Collected data entries:

>>>>>

PR #1174, opened 2026-04-08
fix: handle Stan tuple and complex types

### LINKED ISSUE #925: NA dimensions for complex and tuple types
**Describe the bug**

When calling `$draws()` on a fit object whose model has complex or tuple types in it I receive warning messages about NA's being made for the variable sizes.

**To Reproduce**

I made the stan program below to test this

```stan
parameters {
  real real_p;
  vector[2] vector_p;
  matrix[2, 2] matrix_p;
  array[2] matrix[2, 2] array_matrix_p;
  corr_matrix[2] corr_p;
  complex complex_p;
  complex_matrix[2, 2] complex_matrix_p;
  complex_vector[4] complex_vector_p;
  tuple(real, vector[3], array[2] matrix[2, 2], complex) tuple_int_vector_arraymatrix_complex_p;
  array[2] tuple(real, tuple(vector[2], array[2] tuple(real, complex, matrix[2, 2]))) arraytuple_big_p;
}
```

You can get the error with the following

```
# I put this in the tests/testthat/resources/stan folder
mod_params <- testing_model("parameter_types")
fit <- mod_params$pathfinder(data=data_list, seed=1234, refresh = 0)
foo = fit$draws(format = "df")
# Warning messages:
# 1: In variable_dims(metadata$variables) : NAs introduced by coercion
# 2: In variable_dims(metadata$variables) : NAs introduced by coercion
# 3: In variable_dims(metadata$variables) : NAs introduced by coercion
# 4: In variable_dims(metadata$variables) : NAs introduced by coercion
# 5: In variable_dims(metadata$variables) : NAs introduced by coercion
meta = fit$metadata()
meta$stan_variable_sizes
## Output
$lp_approx__
[1] 1

$lp__
[1] 1

$real_p
[1] 1

$vector_p
[1] 2

$matrix_p
[1] 2 2

$array_matrix_p
[1] 2 2 2

$corr_p
[1] 2 2

$complex_p
[1] NA

$complex_matrix_p
[1]  2  2 NA

$complex_vector_p
[1]  4 NA

$`tuple_int_vector_arraymatrix_complex_p:1`
[1] 1

$`tuple_int_vector_arraymatrix_complex_p:2`
[1] 3

$`tuple_int_vector_arraymatrix_complex_p:3`
[1] 2 2 2

$`tuple_int_vector_arraymatrix_complex_p:4`
[1] NA

$arraytuple_big_p
[1] NA NA  2  2
```

**Expected behavior**

Tuples and complex types would have the correct size

**Operating system**
Linux redhat

**CmdStanR version number**
master [28329d7](https://github.com/stan-dev/cmdstanr/commit/28329d7c22bc995d1c15840de8a1bbc212d46e92)

**Additional context**
I found this while working on the functions for adding pathfinder types

avehtari:
Closes #925 

Stan examples by me, @spinkney and @WardBrian (from https://discourse.mc-stan.org/t/proof-of-concept-binary-output-format-for-cmdstan/40846/67). Careful iterative prompting by me. Code , tests and PR description assisted by Claude.

#### Summary

CmdStan 2.38+ introduced tuple and complex types, which use new naming
conventions in CSV output that CmdStanR did not understand. This PR adds
full support for these types across metadata parsing, model methods, and
init value handling.

- Fix `repair_variable_names()` and `variable_dims()` to handle complex
  suffixes (`.real`/`.imag`) and tuple separators (`:`) in CSV column names
- Fix `variable_skeleton()` and `unconstrain_draws()` for models with
  tuple and complex parameters
- Add tuple init support: `mod$sample(init = fit)` now correctly passes
  tuple parameter values as nested JSON objects
- Add `write_stan_json()` support for tuple values as named lists

#### Problem

CmdStan CSV headers now use three different separators:

| Separator | Meaning | Example |
|---|---|---|
| `.` between digits | array/matrix index | `beta.1.2` → `beta[1,2]` |
| `:` | tuple element | `b_tuple:1:1.2` → `b_tuple:1:1[2]` |
| `.real` / `.imag` | complex part | `z.real` → `z[real]` |

These can combine: `arr_pair.1:1` (array + tuple), `z3D.1.1.1.real`
(array + complex), `nested:2:2.real` (tuple + complex).

Before this PR, the following issues occurred:

1. **Warning**: `NAs introduced by coercion` from `variable_dims()` on
   every model with complex or tuple types — `as.numeric("imag")` returns
   NA.

2. **Wrong metadata**: `fit$metadata()$stan_variable_sizes` contained `NA`
   for complex variables and incorrect dimensions.

3. **Broken `variable_skeleton()`**: Returned `NA` names for tuple
   parameters because `create_skeleton()` couldn't match Stan-level names
   (`"b_tuple"`) against C++ leaf names (`"b_tuple.1.1"`).

4. **Crashing `unconstrain_draws()`**: Tuple parameters were silently
   dropped from the draw subset (Stan-level name `"b_tuple"` not found in
   leaf names `"b_tuple:1:1"`), causing CmdStan to receive the wrong number
   of scalars.

5. **Missing init values**: `mod$sample(init = fit)` dropped tuple
   parameters entirely, and `write_stan_json()` could not serialize tuple
   values (heterogeneous lists crashed `list_to_array()`).

##### `R/csv.R`

**`repair_variable_names()`** — Detects and strips `.real`/`.imag` suffixes
before the dot-to-bracket conversion, then re-attaches them in the correct
position. The `:` tuple separator passes through unchanged.

**`variable_dims()`** — For non-numeric indices (`"real"`, `"imag"`, tuple
indices like `"1:2"`), counts unique values across all entries for that
dimension position instead of calling `as.numeric()`.

##### `R/utils.R`

New helper functions for bridging between Stan-level names and leaf names:

- **`stan_param_has_leaf()`** — Checks if Stan-level names have matching
  leaf names using `":"` prefix matching.
- **`expand_stan_params_to_leaves()`** — Expands Stan-level names to
  their leaf equivalents for `posterior::subset_draws()`.
- **`is_tuple_type()`** — Detects tuple parameters from `model_variables`
  type info (`$type` is a list for tuples).
- **`build_tuple_init_value()`** — Recursively reconstructs a nested
  named-list init value from flat leaf draws, also validating for NA/Inf.
- **`.extract_draw_value()`** — Shared helper for the draw extraction
  pipeline.

**`create_skeleton()`** — Expands tuple Stan-level names to leaf components
from `param_metadata_` using `"."` prefix matching.

##### `R/fit.R`

**`unconstrain_draws()`** and **`unconstrain_variables()`** — Use
`stan_param_has_leaf()` for the zero-length parameter check and
`expand_stan_params_to_leaves()` for draw subsetting.

##### `R/args.R`

**`validate_fit_init()`** — Uses `stan_param_has_leaf()` instead of `%in%`.

**`process_init.draws()`** — Separates parameters into tuple and non-tuple.
For tuples, uses `build_tuple_init_value()` to reconstruct nested init
values. NA/Inf validation is done inline during extraction.

##### `R/data.R`

**`write_stan_json()`** — Detects tuple-style named lists (keys `"1"`,
`"2"`, ...) and processes them recursively instead of calling
`list_to_array()`.

New helpers: `is_tuple_list()`, `prepare_tuple_for_json()`.

##### Tests

**`tests/testthat/resources/stan/tuple_complex.stan`** — Test model with
tuple and complex types as both parameters and generated quantities:
nested tuples, tuples with complex, arrays of tuples, complex vectors,
complex matrices, arrays of complex matrices.

**`tests/testthat/test-tuple-complex.R`** — 137 tests covering:
- Unit tests for `repair_variable_names`, `unrepair_variable_names`,
  `variable_dims` with all tuple/complex name patterns
- Helper function tests (`stan_param_has_leaf`, `expand_stan_params_to_leaves`)
- `write_stan_json` with tuple values
- `build_tuple_init_value` reconstruction
- End-to-end: sampling with no warnings, correct metadata, `variable_skeleton()`,
  `unconstrain_draws()`, `init = fit` round-trip, manual init lists

#### Test plan

- [x] All 397 existing `test-csv.R` tests pass
- [x] All 72 existing `test-data.R` tests pass
- [x] All 15 existing `test-fit-init.R` tests pass
- [x] 137 new `test-tuple-complex.R` tests pass
- [x] Manual verification with three Stan models covering: scalar/array/matrix
  params, complex scalar/vector/matrix/array params, simple/nested/arrayed
  tuples, tuples as parameters and generated quantities

#### Copyright and Licensing

Aki Vehtari

### DIFF
--- a/R/args.R
+++ b/R/args.R
@@ -1096,37 +1096,77 @@ process_init.draws <- function(init, num_procs, model_variables = NULL,
                                        method ="simple_no_replace")
   }
   draws_rvar = posterior::as_draws_rvars(draws)
-  variable_names <- variable_names[variable_names %in% names(draws_rvar)]
-  draws_rvar <- posterior::subset_draws(draws_rvar, variable = variable_names)
+
+  # Separate tuple and non-tuple parameters. Tuple parameters use leaf names
+  # in draws (e.g., "b_tuple:1:1") rather than the Stan-level name ("b_tuple"),
+  # so they need special handling via build_tuple_init_value().
+  is_tuple <- if (!is.null(model_variables)) {
+    vapply(variable_names, function(nm) {
+      is_tuple_type(model_variables$parameters[[nm]])
+    }, logical(1))
+  } else {
+    rep(FALSE, length(variable_names))
+  }
+  tuple_names <- variable_names[is_tuple]
+  scalar_names <- variable_names[!is_tuple]
+
+  # Filter non-tuple names to those present in draws
+  scalar_names <- scalar_names[scalar_names %in% names(draws_rvar)]
+
+  # For tuple names, check that their leaf draws exist
+  rvar_names <- names(draws_rvar)
+  tuple_names <- tuple_names[vapply(tuple_names, function(nm) {
+    any(startsWith(rvar_names, paste0(nm, ":")))
+  }, logical(1))]
+
+  all_names <- c(scalar_names, tuple_names)
+
+  if (length(scalar_names) > 0) {
+    draws_rvar <- posterior::subset_draws(
+      draws_rvar,
+      variable = expand_stan_params_to_leaves(all_names, rvar_names)
+    )
+  }
+
   inits = lapply(1:num_procs, function(draw_iter) {
-    init_i = lapply(variable_names, function(var_name) {
-      x = .remove_leftmost_dim(posterior::draws_of(
-        posterior::subset_draws(draws_rvar[[var_name]], draw=draw_iter)))
+    bad_names <- character(0)
+
+    # Extract non-tuple parameters
+    init_i = lapply(scalar_names, function(var_name) {
+      x = .extract_draw_value(var_name, draws_rvar, draw_iter)
+      if (any(is.infinite(x)) || any(is.na(x))) {
+        bad_names[[length(bad_names) + 1L]] <<- var_name
+      }
       if (model_variables$parameters[[var_name]]$dimensions == 0) {
         return(as.double(x))
       } else {
         return(x)
       }
     })
-    bad_names = unlist(lapply(variable_names, function(var_name) {
-      x = drop(posterior::draws_of(drop(
-        posterior::subset_draws(draws_rvar[[var_name]], draw=draw_iter))))
-      if (any(is.infinite(x)) || any(is.na(x))) {
-        return(var_name)
+    names(init_i) <- scalar_names
+
+    # Extract tuple parameters (build_tuple_init_value also validates)
+    for (var_name in tuple_names) {
+      tuple_result <- build_tuple_init_value(
+        var_name, model_variables$parameters[[var_name]],
+        draws_rvar, draw_iter
+      )
+      init_i[[var_name]] <- tuple_result$value
+      if (length(tuple_result$bad_leaves) > 0) {
+        bad_names <- c(bad_names, var_name)
       }
-      return("")
-    }))
-    any_na_or_inf = bad_names != ""
-    if (any(any_na_or_inf)) {
-      err_msg = paste0(paste(bad_names[any_na_or_inf], collapse = ", "), " contains NA or Inf values!")
-      if (length(any_na_or_inf) > 1) {
+    }
+
+    if (length(bad_names) > 0) {
+      err_msg = paste0(paste(bad_names, collapse = ", "), " contains NA or Inf values!")
+      if (length(bad_names) > 1) {
         err_msg = paste0("Variables: ", err_msg)
       } else {
         err_msg = paste0("Variable: ", err_msg)
       }
       stop(err_msg)
     }
-    names(init_i) = variable_names
+
     return(init_i)
   })
   return(process_init(inits, num_procs, model_variables, warn_partial))
@@ -1245,7 +1285,7 @@ validate_fit_init = function(init, model_variables) {
   # Convert from data.table to data.frame
   if (all(init$return_codes() == 1)) {
     stop("We are unable to create initial values from a model with no samples. Please check the results of the model used for inits before continuing.")
-  } else if (!is.null(model_variables) &&!any(names(model_variables$parameters) %in% init$metadata()$stan_variables)) {
+  } else if (!is.null(model_variables) && !any(stan_param_has_leaf(names(model_variables$parameters), init$metadata()$stan_variables))) {
     stop("None of the names of the parameters for the model used for initial values match the names of parameters from the model currently running.")
   }
 }
--- a/R/csv.R
+++ b/R/csv.R
@@ -923,11 +923,36 @@ check_csv_metadata_matches <- function(csv_metadata) {
 }
 
 # convert names like beta.1.1 to beta[1,1]
+# also handles complex suffixes (.real/.imag) and tuple separators (:)
 repair_variable_names <- function(names) {
+  # 1. Detect and strip .real/.imag suffix before dot conversion
+  complex_suffix <- ifelse(
+    grepl("\\.real$", names), ",real",
+    ifelse(grepl("\\.imag$", names), ",imag", "")
+  )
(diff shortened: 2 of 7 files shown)


jgabry:
Thanks Aki! This one might take me some time to review.

jgabry (approved):
I haven't reviewed the code yet but the failure on WSL is because 

```
Error: Additional model methods are not currently available with WSL CmdStan and will not be compiled
```

Adding `skip_if(os_is_wsl())` to those specific tests should fix it. 

EDIT: oops I meant to "request changes" not "approve" yet

jgabry (changes requested):
I haven't reviewed the code yet but the failure on WSL is because a few of them error with 

```
Error: Additional model methods are not currently available with WSL CmdStan and will not be compiled
```

Adding `skip_if(os_is_wsl())` to those specific tests should fix it.

WardBrian:
Just to add a note, it would be nice if some of these IO utilities were moved somewhere independent, so we could use them from e.g. bridgestan or similar (I know that having more packages is more CRAN pain...)
https://github.com/stan-dev/stanio/issues/7

jgabry:
I still haven't had a chance to go through this myself yet (I definitely will at some point), but I asked codex to take a look to see if it could find anything that's clearly an issue: 

> 
>   1. Comment on tuple detection in write_stan_json():
> 
>   I don't think `write_stan_json()` can safely infer "tuple" from names alone here. This function has
>   historically treated lists as array-like containers, and it does not have model-type information to
>   tell whether a sequentially named list is actually meant to be a tuple.
> 
>   For example, `write_stan_json(list(x = list("1" = 1:3, "2" = 4:6)), ... )` used to serialize `x` as an
>   array, but with this change it becomes a JSON object with `"1"` and `"2"` keys. That looks like a
>   breaking change for existing code that happens to produce named lists via `split()`, `setNames()`, or
>   subsetting.
> 
>   Other than backwards compatibility, I don't think those names add useful semantics for Stan arrays
>   anyway. If we want tuple serialization here, I think it needs to be driven by model metadata or an
>   explicit opt-in, not by a name heuristic.
> 
>   2. Comment asking for a regression test around the ambiguity:
> 
>   Can we add a regression test for the ambiguous non-tuple case too? Right now the new tests cover tuple
>   serialization, but they don't cover the case where a sequentially named list should still behave like
>   an array.
> 
>   For example, I'd want `write_stan_json(list(x = list("1" = 1:3, "2" = 4:6)), ...)` to keep matching
>   the existing array behavior unless we have explicit type information saying `x` is a tuple. Without
>   that test, it's easy to lock in the new heuristic and accidentally break old callers.
> 
>   3. Comment on tuple root variable filtering:
> 
>   I think tuple support is still incomplete in the variable-filter path. The helpers used by
>   `fit$draws()`, `fit$print()`, and `read_cmdstan_csv(..., variables = ...)` still only expand `name[`
>   prefixes, so tuple roots like `b_tuple`, `pair`, or `nested` won't resolve to their `name:...` leaves.
> 
>   For example, if the CSV contains variables like `b_tuple:1:1[1]`, `b_tuple:1:1[2]`, and
>   `b_tuple:2[1,1]`, I'd expect `fit$draws(variables = "b_tuple")` to return those columns, just like
>   `fit$draws(variables = "theta")` expands to `theta[1]`, `theta[2]`, etc. But with the current matching
>   logic, `"b_tuple"` is treated as not found.
> 
>   I'd update the same prefix-matching logic here to treat `name:` as another expansion case.
> 

I haven't verified yet that these are all actually issues. But if 1 is true then I guess we _could_ break backwards compatibility here because we're going to do v1.0. We could say that any list with names will be interpreted as a tuple. It's not ideal, but it's doable if there's not another solution.

jgabry:
I just opened #1287, which is a different approach to this. @avehtari can you try it out? 

@WardBrian I'm still open to moving IO utilities to a separate package, but it's easier for development to have them in cmdstanr until I'm sure they're working properly. Then we could potentially move them into a separate package that cmdstanr depends on, without breaking anything user facing since these are internal functions.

<<<<<

Could you copy every line in the records that holds "their"?

  their leaf equivalents for `posterior::subset_draws()`.
+  # For tuple names, check that their leaf draws exist
>   prefixes, so tuple roots like `b_tuple`, `pair`, or `nested` won't resolve to their `name:...` leaves.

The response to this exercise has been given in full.